I now realise, after so many years of trying to understand the situation and analyse my motivations, that I really need to look beyond the complications and do something entirely different.

Perhaps what now needs to happen is for me to realise that I cannot give away what I have not first owned. I cannot give acceptance, patience and tolerance to someone else until I first allow myself the privilege of feeling and owning these comforting and loving qualities. (I believe that I read that in a book by Wayne Dyer called “Your Sacred Self”.) http://www.drwaynedyer.com/daily-inspiration   http://www.drwaynedyer.com/

I therefore need to accept and acknowledge myself, and love myself. After all, in the Bible, Jesus said “Love your neighbour AS yourself”. (The Gospel according to Mark Chapter 12 verse 31.) I cannot truly accept and love someone else, if I cannot accept and love myself first. Surely this must be my starting, and ending point: to love myself, with humility, not arrogance; to accept myself as indeed flawed, but with infinite possibilities, and therefore to grant the same privilege to others.

I also need to "become my own parent" and heal my memories by treating myself as I wish they had treated me. I need to heal myself before I can help another.

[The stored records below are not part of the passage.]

PR #5472, opened 2025-03-11
dev(CI): Temporary exclude Nouveau tests on Windows

big-r81:
Exclude Nouveau tests on Windows, because of flaky and failing tests on Windows CI runs.


nickva (approved):
+1 thanks, Ronny

It's not ideal but at least we'll still have the majority of windows tests running

big-r81:
> +1 thanks, Ronny
> 
> It's not ideal but at least we'll still have the majority of windows tests running

Unfortunately no, we are running only the Mango tests for now. But if CouchDB gets compiled and a Windows installer is created, it's a huge win win ...

PR #5488, opened 2025-03-25
chore(`clouseau`): bump to 2.25.0

pgj:
We have had a couple of new Clouseau releases in the past few months.  So catch up with them and use the latest version as both the default for the `configure` script and implicitly for the CI.

## Testing recommendations

Other than exercising the change in the CI, one could manually verify it.  Configure with Clouseau enabled (UNIX-like systems, including macOS) and be sure to [have Java 8 on the path](https://github.com/apache/couchdb/blob/main/README-DEV.rst#running-clouseau):

```shell
./configure --with-clouseau
```

or on Windows:

```shell
.\configure.ps1 -WithClouseau
```

Note that you may have to remove any older local installation of Clouseau before proceeding:

```shell
rm -rf clouseau
```

Run the Mango tests (implies using Clouseau):

```shell
make mango-test
```

Note that there shall be only a single skipped test in this scenario.  Anything more than that may signal that Clouseau has not been fully configured.

```console
Ran 389 tests in 40.212s

OK (skipped=1)
```

Run the Elixir search tests (implies using Clouseau):

```shell
make elixir-search
```

This should all work with Erlang/OTP 25, 26, and 27.

To verify if logging is still working, you can take a look at the contents of the `dev/logs/clouseau1.log` file after Clouseau has been started up alongside CouchDB, e.g.:

```shell
dev/run -a adm:pass -n 1 --with-clouseau
```

For the full CI run (with all the builders where Clouseau is enabled), please see [`jenkins-clouseau-2.25.0` #12](https://ci-couchdb.apache.org/job/jenkins-cm1/job/FullPlatformMatrix/job/jenkins-clouseau-2.25.0/12/pipeline-graph/).

## Checklist


big-r81:
Hey Gábor, to run the full CI, you need a branch name starting with `jenkins-...` iirc...

pgj:
Yes, you are right.  That is my plan forward, but first I wanted to make sure that it passes the basic tests.

pgj:
I see [this for Windows](https://ci-couchdb.apache.org/job/jenkins-cm1/job/FullPlatformMatrix/job/jenkins-clouseau-2.25.0/1/pipeline-console/log?nodeId=509):

```
[2025-03-25T10:36:18.253Z] <ERROR> get_cookie: can't open cookie fileerl_call: can't create C node c17@WIN-F71NFGBB2HR; 0
[2025-03-25T10:36:18.253Z] [ * ] Check Clouseau node clouseau1 ... failed: Command '['erl_call', '-n', 'node1@127.0.0.1', '-a', "net_adm ping ['clouseau1@127.0.0.1']"]' returned non-zero exit status 1.
```

Could this be an issue specific to the Windows builder?

big-r81:
Is it possible that Clouseau isn't loaded at this stage, so that the "ping" failed?

How does Clouseau gets startet? We only have `$env:CLOUSEAU_JAVA_HOME = "${toolsDir}\${java8Build}"` as var to point to a jdk8. In the normal path, there is a Java21 linked, see [bin/shell.ps1](https://github.com/apache/couchdb-glazier/blob/main/bin/shell.ps1) and [bin/variables.ps1](https://github.com/apache/couchdb-glazier/blob/main/bin/variables.ps1)

pgj:
> Is it possible that Clouseau isn't loaded at this stage, so that the "ping" failed?

I am not sure about that.  To me, the error message above suggests that `erl_call` itself cannot establish connection to the Clouseau node because it was not able to create the missing Erlang cookie.  For what it is worth, [Clouseau always uses the `HOME` environment variable to determine the location of the cookie](https://github.com/cloudant-labs/clouseau/blob/master/src/main/scala/scalang/Node.scala), but [`erl_call` uses the combined value of the `HOMEDRIVE` and `HOMEPATH` on Windows](https://github.com/erlang/otp/blob/7bbd03d2ee872c13e3cc0104b87444f3ead3607b/lib/erl_interface/src/connect/ei_connect.c#L2835-L2852).

> How does Clouseau gets started? We only have `$env:CLOUSEAU_JAVA_HOME = "${toolsDir}\${java8Build}"` as var to point to a jdk8.

I believe that should be sufficient.  This is out of my concern at the moment.

pgj:
Fixing the CI for the FreeBSD, macOS, and Windows workers getting more complicated.  I will just drop those commits from the PR so we could just safely merge the bump itself.

pgj:
The Windows build has been fixed in #5541 so we could now test this Clouseau upgrade everywhere reliably.

nickva (approved):
very nice

+1 if pull request and full jenkins CI passes

pgj:
This is the link for the full Jenkins run: https://ci-couchdb.apache.org/job/jenkins-cm1/job/FullPlatformMatrix/job/jenkins-clouseau-2.25.0/12/pipeline-graph/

So now I need to work to unpack my instinctive reaction each time it threatens to take me over, to see it for what is – a complete falsehood. I need to learn to behave with a constructive desire to solve my own problem while acknowledging that my “neighbour” is there as my challenge to be kind and to develop a loving and peaceful approach.

“Where love rules, there is no will to power; and where power predominates, there love is lacking. The one is the shadow of the other.” ~Carl Jung

www.carl-jung.net

http://www.quotationspage.com/quotes/Carl_Jung

 

We all have our dark side, our shadow....what is yours?